Киваю. Отодвигаюсь… На запястье защелкивается капкан пальцев.
– Сдурела? Ш-швайн-зо… заткнись, сучка, – Ларкс побурел от прилива крови, голос зазвучал хрипло, отчетливо зло. – Аллес! Всё решено, я-аа? Что ты возомнила? Да стал бы я тратить…
Он смолк и посмотрел на меня прямо, впервые за вечер. Глаза бешеные. Зрачки отчетливо, ритмично пульсируют. Радужка едва заметно меняет оттенки, их я ловлю в поверхностном отблеске: от обычного карего тон вдруг вспыхивает до рыже-золотистого, остывает в пепельно-серый. Что за симптом? Не видела прежде. Не помню по книгам. Хм… И вот что важно: так не смотрят в глаза людям, если надо прятать проявление мутации!
– Глупости. Ничего не решено, – сдираю его пальцы с запястья. Там остались синяки. – Я врач, пусть и начинающий. Как врач, я хочу иметь здоровых детей.
– Слушай. Меня слушай, да! Моя семья даст тебе положение, – он цепляется за руку, лезет обниматься, рывком вздергивает мой подбородок и смотрит в глаза, пристально и холодно. Говорит раздельно, медленно: – Верь… Всё будет… всё, что желаешь. Мы нужны друг другу. Мы подходим друг другу! Я дам тебе то…
Противно до тошноты. И – страшно. По спине дерет мороз, нос забит лавандовой вонью. Словно я прямо теперь перетряхиваю шубы. Словно задыхаюсь в тесном хранилище сезонной одежды, где всегда пыльно.
– Уймись, Ларкс. – Язык едва ворочается. Но, пока говорю, мне делается легче. Контролирую пульс. Проверяю всё прочее, что мне посильно, в том числе температуру тела и потоотделение. – Пуш не твой город. Я не твоя вещь. Как ты сказал? Сучка… я слышала. А сам? Думаешь, я не знаю, чем сопровождаются критические генные отклонения? Зачем теряешь время? Сразу бы прислал кузена. Я так понимаю, он и есть «альфа», и в семейном секретном плане. Он – генный папа твоих нарождённых здоровых детишек, да?
Вдох. Выдох. Все, я пришла в себя и наконец уже молчу, как умная… Даже запоздало прикусила язык. Стыдно… страшно. Как это я допустила срыв? Не следует говорить подобные слова недоумкам с испорченной психикой. Ларкс целиком – самолюбие. Уроды как он умеют возвращать обиду только болью. Зря я сорвалась. Зря…

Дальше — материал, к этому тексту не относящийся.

PR #847, opened 2024-05-01
add anchor for multi client troubleshooting

Simon-Laux:
so that this can be linked in the local inApp help

### DIFF
--- a/en/help.md
+++ b/en/help.md
@@ -797,7 +797,7 @@ both **devices are completely independent.**
 One device is not needed for the other to work.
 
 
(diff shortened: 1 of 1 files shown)


r10s:
i do not think that skipping the introduction is necessarily an improvement or worth the noise of dealing with retranslations and/or untranslated headlines next week, i commented in more detail at https://github.com/deltachat/deltachat-desktop/pull/3801#issuecomment-2089093981

Simon-Laux:
closing for now then

PR #853, opened 2024-05-04
move 'Advanced' topcis down, no text changes

r10s:
'Advanced' topics should be tuned down,
so that ppl reading the help
are not immediately confronted
with questions that do not tangent recommended workflows.

The one or the other wording or presence is probably questionable, but this PR is not about rewording, just about resorting, which avoids retranslations at all and make things already much nicer.


missytake (approved):
good idea :)

PR #856, opened 2024-05-05
fix switch/add account help for desktop

r10s:
switch/add account help for desktop was wrong; but also for android/ios it could be easier.

we have "account controls" at the same place on all platforms now, make use of that :)


missytake (approved):
Great :)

Отворачиваюсь, ругаю себя яростно и запоздало… иду прочь. Как мне страшно! Как страшно! Мое хваленое терпение с треском лопнуло. И я это допустила… Хотя я взрослая настолько, чтобы понимать, как сцеплены колесики в приводе нашего убогого механического рая. Это больно: в семнадцать ощущать себя шестеренкой, насаженной на оську. Кругом мирная жизнь и море возможностей. Но я со скрипом кручусь на оське… Пока не искрошу все зубья. Пока меня не обработают чем-то пожестче напильника.

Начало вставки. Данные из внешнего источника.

PR #867, opened 2024-05-12
revise home page messaging

hpk42:
after some testing of wordings in the fediverse, and discussions with bjoern and adb, this is my suggestion in line with the discussions on  1.46 release messaging. Can be merged before it's out because it's pretty true already :)

- emphasizes instantness, reliability, decentralization, interactive apps, audited security
- overall de-emphasizes e-mail, now contained in "Internet Standards" 
- reduces visual clutter on the site 

The Screenshot-section should be improved separately, needs updates and more spirit -- see https://github.com/deltachat/deltachat-pages/issues/868 -- and overall layout question are also out of scope for this PR, please :)

### DIFF
--- a/en/index.md
+++ b/en/index.md
@@ -1,9 +1,9 @@
 ---
-title: Delta Chat Homepage
+title: Delta Chat, decentralized private messenger 
 lang: en
 ---
 
-# Delta Chat is a standards-based private messenger 
+# Delta Chat is a decentralized private messenger app
 
 <br>
 
--- a/en/index.md
+++ b/en/index.md
@@ -3,7 +3,7 @@ title: Delta Chat, decentralized secure messenger
 lang: en
 ---
 
-# Delta Chat is a decentralized & secure messenger app
+# Delta Chat is a decentralized and secure messenger app
 
 <br>
 
@@ -11,11 +11,11 @@ lang: en
     💬 Reliable instant messaging with
        multi-profile and multi-device support
    <br/><br/>
-   💨 Sign up to [secure & fast chatmail](chatmail) or use [traditional e-mail](https://providers.delta.chat/) servers
+   💨 Sign up to [secure fast chatmail servers](chatmail) or use [traditional e-mail servers](https://providers.delta.chat/) 
    <br/><br/>
    🥳 Interactive [web apps in chats](https://webxdc.org/) for gaming and collaboration
    <br/><br/>
-   🔒 [Audited end-to-end encryption](https://delta.chat/en/2024-03-25-crypto-analysis-securejoin) safe against network & server attacks
+   🔒 [Audited end-to-end encryption](https://delta.chat/en/2024-03-25-crypto-analysis-securejoin) safe against network and server attacks
    <br/><br/>
    👉 [F](https://en.wikipedia.org/wiki/Free_software)[OSS](https://en.wikipedia.org/wiki/Open-source_software) software, built on [Internet Standards](https://github.com/deltachat/deltachat-core-rust/blob/master/standards.md), avoiding [xkcd927](https://xkcd.com/927/) :)
 </span>
--- a/en/index.md
+++ b/en/index.md
@@ -3,15 +3,23 @@ title: The e-mail messenger
 lang: en
 ---
 
-# Delta Chat is a messaging app that works over e-mail 
+# Delta Chat is a unique decentralized messenger 
 
-💬 Message anyone with an e-mail address [even if they don't use Delta Chat](https://www.youtube-nocookie.com/embed/8LbrGXKZN70).
+<br>
 
-🥳 Enjoy interactive chat experiences through [webxdc apps](https://webxdc.org).
+<span style="font-size: 1.5em">
+    💬 Reliable instant messaging with
+       multi-profile and multi-device support
+   <br/><br/>
+   🥳 Interactive [web apps in chats](https://webxdc.org/) for gaming and collaboration
+   <br/><br/>
+   🔒 Audited end-to-end encryption safe against network & server attacks
+   <br/><br/>
+   👉 [FO](https://en.wikipedia.org/wiki/Free_software)[SS](https://en.wikipedia.org/wiki/Open-source_software) software, built on [Internet Standards](https://github.com/deltachat/deltachat-core-rust/blob/master/standards.md), avoiding [xkcd927](https://xkcd.com/927/) :)
+</span>
 
-🔒 End-to-End Encryption using [Autocrypt](https://autocrypt.org) and [SecureJoin](https://securejoin.delta.chat/en/latest/new.html) protocols, with [multiple security audits](https://delta.chat/en/2023-03-27-third-independent-security-audit). 
 
-# Available on mobile and desktop
+# Available on mobiles and desktop
 
 
 <div>
@@ -56,7 +64,5 @@ lang: en
 
 [Download](https://get.delta.chat){: .cta-button}
 
-[Open Source](https://en.wikipedia.org/wiki/Open-source_software)
-and [Free Software](https://en.wikipedia.org/wiki/Free_software), built on [Internet Standards](https://github.com/deltachat/deltachat-core-rust/blob/master/standards.md). 
 
-Check out [user stories and voices](user-voices).
+
--- a/en/index.md
+++ b/en/index.md
@@ -17,7 +17,7 @@ lang: en
    <br/><br/>
    🔒 [Audited end-to-end encryption](https://delta.chat/en/2024-03-25-crypto-analysis-securejoin) safe against network & server attacks
    <br/><br/>
-   👉 [FO](https://en.wikipedia.org/wiki/Free_software)[SS](https://en.wikipedia.org/wiki/Open-source_software) software, built on [Internet Standards](https://github.com/deltachat/deltachat-core-rust/blob/master/standards.md), avoiding [xkcd927](https://xkcd.com/927/) :)
+   👉 [F](https://en.wikipedia.org/wiki/Free_software)[OSS](https://en.wikipedia.org/wiki/Open-source_software) software, built on [Internet Standards](https://github.com/deltachat/deltachat-core-rust/blob/master/standards.md), avoiding [xkcd927](https://xkcd.com/927/) :)
 </span>
 
 
--- a/en/index.md
+++ b/en/index.md
@@ -11,7 +11,7 @@ lang: en
     💬 Reliable instant messaging with
        multi-profile and multi-device support
    <br/><br/>
-   💨 No number, email or data needed to use interoperable [chatmail servers](https://delta.chat/en/chatmail)
+   💨 No number, e-mail or data needed to use interoperable [chatmail servers](https://delta.chat/en/chatmail)
    <br/><br/>
    🥳 Interactive [web apps in chats](https://webxdc.org/) for gaming and collaboration
    <br/><br/>
--- a/en/index.md
+++ b/en/index.md
@@ -1,9 +1,9 @@
 ---
-title: Delta Chat, decentralized private messenger 
+title: Delta Chat, decentralized secure messenger 
 lang: en
 ---
 
-# Delta Chat is a decentralized private messenger app
+# Delta Chat is a decentralized & secure messenger app
 
 <br>
 
@@ -11,7 +11,7 @@ lang: en
     💬 Reliable instant messaging with
        multi-profile and multi-device support
    <br/><br/>
-   💨 No number, e-mail or data needed to use interoperable [chatmail servers](https://delta.chat/en/chatmail)
+   💨 Sign up to [secure & fast chatmail](chatmail) or use [traditional e-mail](https://providers.delta.chat/) servers
    <br/><br/>
    🥳 Interactive [web apps in chats](https://webxdc.org/) for gaming and collaboration
    <br/><br/>
--- a/en/index.md
+++ b/en/index.md
@@ -21,7 +21,7 @@ lang: en
 </span>
 
 
-# Available on mobiles and desktop
+# Available on mobile and desktop
 
 
 <div>
--- a/en/index.md
+++ b/en/index.md
@@ -1,9 +1,9 @@
 ---
-title: The e-mail messenger
+title: Delta Chat Homepage
 lang: en
 ---
 
-# Delta Chat is a unique decentralized messenger 
+# Delta Chat is a standards-based private messenger 
 
 <br>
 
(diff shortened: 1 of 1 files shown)


adbenitez (approved):

en/index.md
```diff
@@ -3,15 +3,23 @@ title: The e-mail messenger
...
+<span style="font-size: 1.5em">
+    💬 Reliable instant messaging with
+       multi-profile and multi-device support
+   <br/><br/>
+   🥳 Interactive [web apps in chats](https://webxdc.org/) for gaming and collaboration
+   <br/><br/>
+   🔒 Audited end-to-end encryption safe against network & server attacks
+   <br/><br/>
+   👉 [FO](https://en.wikipedia.org/wiki/Free_software)[SS](https://en.wikipedia.org/wiki/Open-source_software) software, built on [Internet Standards](https://github.com/deltachat/deltachat-core-rust/blob/master/standards.md), avoiding [xkcd927](https://xkcd.com/927/) :)
+</span>
```
r10s: i think, the following linking pattern makes a little more sense: F - for "Free" and "OSS" for "Open Source Software"

```suggestion
   👉 [F](https://en.wikipedia.org/wiki/Free_software)[OSS](https://en.wikipedia.org/wiki/Open-source_software) software, built on [Internet Standards](https://github.com/deltachat/deltachat-core-rust/blob/master/standards.md), avoiding [xkcd927](https://xkcd.com/927/) :)
</span>
```

r10s (approved):
very nice, big improvement.

we can merge as is, and it is good to focus on the text. technically, before pushing to translators, i like to declutter the HTML block so it is easier translatable as text

en/index.md
```diff
@@ -1,17 +1,27 @@
 ---
-title: The e-mail messenger
+title: Delta Chat Homepage
```
missytake: That it is a homepage is obvious already. What about "Delta Chat, the e-mail messenger" ?

en/index.md
```diff
@@ -1,17 +1,27 @@
...
 lang: en
 ---
 
-# Delta Chat is a messaging app that works over e-mail 
+# Delta Chat is a standards-based private messenger
```
missytake: Every time I explain Delta Chat to someone, I say "it's either a messaging app that works over e-mail, or an e-mail client that looks like a messenger, depending on the perspective". For this, you'd need to understand the role of "standards" in the IT world, and now we don't even say which standards. This is very abstract, I'm not a fan. Maybe if I'd participated in more of the discussions around this change.

en/index.md
```diff
@@ -1,17 +1,27 @@
...
+    💬 Reliable instant messaging with
+       multi-profile and multi-device support
+   <br/><br/>
+   💨 No number, e-mail or data needed to use interoperable [chatmail servers](https://delta.chat/en/chatmail)
+   <br/><br/>
+   🥳 Interactive [web apps in chats](https://webxdc.org/) for gaming and collaboration
+   <br/><br/>
+   🔒 [Audited end-to-end encryption](https://delta.chat/en/2024-03-25-crypto-analysis-securejoin) safe against network & server attacks
+   <br/><br/>
+   👉 [F](https://en.wikipedia.org/wiki/Free_software)[OSS](https://en.wikipedia.org/wiki/Open-source_software) software, built on [Internet Standards](https://github.com/deltachat/deltachat-core-rust/blob/master/standards.md), avoiding [xkcd927](https://xkcd.com/927/) :)
```
missytake, line 20: Hm, this also addresses a very narrow target group; for our main page, maybe too narrow imho.

en/index.md
```diff
@@ -1,17 +1,27 @@
...
+</span>
 
-🔒 End-to-End Encryption using [Autocrypt](https://autocrypt.org) and [SecureJoin](https://securejoin.delta.chat/en/latest/new.html) protocols, with [multiple security audits](https://delta.chat/en/2023-03-27-third-independent-security-audit). 
 
-# Available on mobile and desktop
+# Available on mobiles and desktop
```
missytake: "on mobile phones" maybe?

missytake: "on mobile phones" maybe?

missytake (commented):
What is the target group of this page? It seems to me you mostly want to address a quite nerdy crowd; not sure if this is very valuable. We already have a fediverse presence which is strongly geared towards that audience.

I think for our main page, we should keep the threshold low. We should explain in the easiest way possible what Delta Chat is. This raises the likelihood that people who we don't know yet will like the project and can interact productively with it.

Some of the changes are an improvement for sure though.

en/index.md
kermoshina: Agree that it might be too techy. What about "Free and open source software, based on robust standards"?

en/index.md
kermoshina, line 1: Something in the word "unique" makes me hesitate... Why dont we stay with secure? Secure decentralized messenger?

It is unique indeed, but the word unique is overused...

en/index.md
kermoshina: And desktops? In plural

kermoshina (approved):

en/index.md
kermoshina: Yeah I also mention the "based on email"

en/index.md
hpk42: the word "unique" is gone from the latest draft, maybe you looked at an old one?

en/index.md
hpk42: reverted to old "Available on mobile and desktop" -- i think "mobile" is a standing term but maybe plural is weird.

hpk42: reverted to old form for now.

hpk42:
kermoshina, xenia: thanks for the feedback and thoughts!

**Target group:** intended are multipliers, developers, might-become contributors but also more deeply interested users, who know properties of other messengers.  Few mainstream users will see and study this web page that doesn't even have a video.  They rather go to the store pages if even that -- it's more that they get told to try it and then it depends on our in-app guidance and easy-to-communicate steps how to get started: users need to explain other users how to succeed.  If we want to focus on mainstream users with our communication we need to do and instigate videos. 

**As to "E-mail"**, the lack of focusing on it is intentional and tied to the 1.46 release goal: you should not need to know or care that you are using e-mail in order to succeed.  Better not think first about using your existing e-mail account because that requires a lot of understanding and there are many known issues (rate-limits, double-notifications with shared usage with other e-mail apps, spam/reachability problems, private key management if you are encrypting etc.) that we can't fix.  Also, while there are many e-mail enthusiasts, large factions of expert/multiplyer communities disregard e-mail out of hand, as kind of a showstopper.  True, there are also a sizable number of people who like "e-mail" in some way, and it's the reason they are interested in Delta. 

However, the page does focus on **"chatmail" instead of "e-mail"**, with the first link going to https://delta.chat/en/chatmail which explains clearly how it is realted to e-mail.  Betting on chatmail makes sense: it has changed the situation (with one of our most re-tooted annoucenments ever) as the question of "which e-mail server should i use" is largely gone and you all know how much efforts we spent on supporting providers, doing provider comparisons, fixing corner cases, supporting outlook etc.  Moreover, with chatmail we can do push notifications and many other user high-prio wishes that we knew about for years.  By integrating chatmail onboarding as the new default, users do not need to know it is e-mail.  I am aware this is a a departure from how we talked about things in the last 3-5 years.  But I'd say that "Internet standards" is a better term anyway for what we are doing and trying to communicate, as it also encompasses webxdc, a pretty unique effort in the messenger space. See also some user-testing in the fediverse here: https://chaos.social/deck/@delta/112422007157098940 :) 

By focusing on **Internet standards** and providing a funny dogwhistle with xkcd927, we are making a major point for those who understand its problematics, Matrix and other efforts. Nerdy? Maybe but not in a bad way as you can click it and read the comic :) The rest of the points try to convey key differences meaningful for the target group. 

Hope this clarifies things a bit? Happy to continue the discussion if you see the need but then maybe better in person in a few days then.

en/index.md
hpk42: changed it to match the new title. see below.

kermoshina:
> Few mainstream users will see and study this web page that doesn't even have a video. They rather go to the store pages



I agree! 

 > If we want to focus on mainstream users with our communication we need to do and instigate videos.

Totally! Happy to help with this.

> **As to "E-mail"**, the lack of focusing on it is intentional and tied to the 1.46 release goal: you should not need to know or care that you are using e-mail in order to succeed. 

Ok, makes sense!

> 
> However, the page does focus on **"chatmail" instead of "e-mail"**, with the first link going to https://delta.chat/en/chatmail which explains clearly how it is realted to e-mail. Betting on chatmail makes sense: it has changed the situation (with one of our most re-tooted annoucenments ever) as the question of "which e-mail server should i use" is largely gone

True!


> But I'd say that "Internet standards" is a better term anyway for what we are doing and trying to communicate, as it also encompasses webxdc, a pretty unique effort in the messenger space. See also some user-testing in the fediverse here: https://chaos.social/deck/@delta/112422007157098940 :)

Ok! I am happy with using Internet standards as a term 


> By focusing on **Internet standards** and providing a funny dogwhistle with xkcd927, we are making a major point for those who understand its problematics, Matrix and other efforts

Makes sense
>

en/index.md
```diff
@@ -1,15 +1,25 @@
...
 
-💬 Message anyone with an e-mail address [even if they don't use Delta Chat](https://www.youtube-nocookie.com/embed/8LbrGXKZN70).
+<br>
 
-🥳 Enjoy interactive chat experiences through [webxdc apps](https://webxdc.org).
+<span style="font-size: 1.5em">
+    💬 Reliable instant messaging with
+       multi-profile and multi-device support
+   <br/><br/>
+   💨 No number, e-mail or data needed to use interoperable [chatmail servers](https://delta.chat/en/chatmail)
```
missytake:
```suggestion
   💨 No phone number or e-mail needed to sign up on [chatmail servers](https://delta.chat/en/chatmail)
```

Let's make clear that it is about sign-up. And I think we can leave out "or data" here, people are used to lying with this anyway; email and phone number are the barriers.

And let's talk about interoperability below, in an "e-mail" point.

missytake, line 14:
```suggestion
   💨 No phone number or e-mail needed to sign up on [chatmail servers](https://delta.chat/en/chatmail)
```

Let's make clear that it is about sign-up. And I think we can leave out "or data" here, people are used to lying with this anyway; email and phone number are the barriers.

And let's talk about interoperability below, in an "e-mail" point.

en/index.md
```diff
@@ -1,15 +1,25 @@
...
+   <br/><br/>
+   🥳 Interactive [web apps in chats](https://webxdc.org/) for gaming and collaboration
+   <br/><br/>
+   🔒 [Audited end-to-end encryption](https://delta.chat/en/2024-03-25-crypto-analysis-securejoin) safe against network & server attacks
+   <br/><br/>
+   👉 [F](https://en.wikipedia.org/wiki/Free_software)[OSS](https://en.wikipedia.org/wiki/Open-source_software) software, built on [Internet Standards](https://github.com/deltachat/deltachat-core-rust/blob/master/standards.md), avoiding [xkcd927](https://xkcd.com/927/) :)
```
missytake, line 20:
```suggestion
   👉 [F](https://en.wikipedia.org/wiki/Free_software)[OSS](https://en.wikipedia.org/wiki/Open-source_software) software, built on e-mail interoperability, avoiding [xkcd 927](https://xkcd.com/927/) :)
```

This makes it more clear what exactly our strength is in this regard. I propose linking to https://staging.delta.chat/867/en/help#does-delta-chat-work-with-my-e-mail-provider or https://staging.delta.chat/867/en/help#why-do-i-have-to-enter-my-e-mail-password-into-delta-chat-is-this-secure, and explain there that you can use any e-mail account to chat.

missytake (commented):
> **Target group:** intended are multipliers, developers, might-become contributors but also more deeply interested users, who know properties of other messengers. 

> By focusing on **Internet standards** and providing a funny dogwhistle with xkcd927, we are making a major point for those who understand its problematics, Matrix and other efforts. Nerdy? Maybe but not in a bad way as you can click it and read the comic :) The rest of the points try to convey key differences meaningful for the target group.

– Эй, сучка, – Ларкс выговорил грубое слово громко и спокойно. – Что, решила поупираться? Хорошо, я это дело люблю… когда упираются. Очень люблю. Запомни: послезавтра поймешь, кто из нас имеет право говорить, а кто обязан молчать. Я намекну: у кого есть сила, тот прав. Я больше не буду добр. Запомни: ты сама попросишь о браке. Попросишь убедительно. Неоднократно. С признанием в любви и прочим, что полагается. В этом убогом городишке у тебя три жизненные ценности. Я вызнал. Послезавтра поймешь, что я сейчас сказал. Послезавтра, прямо с утра.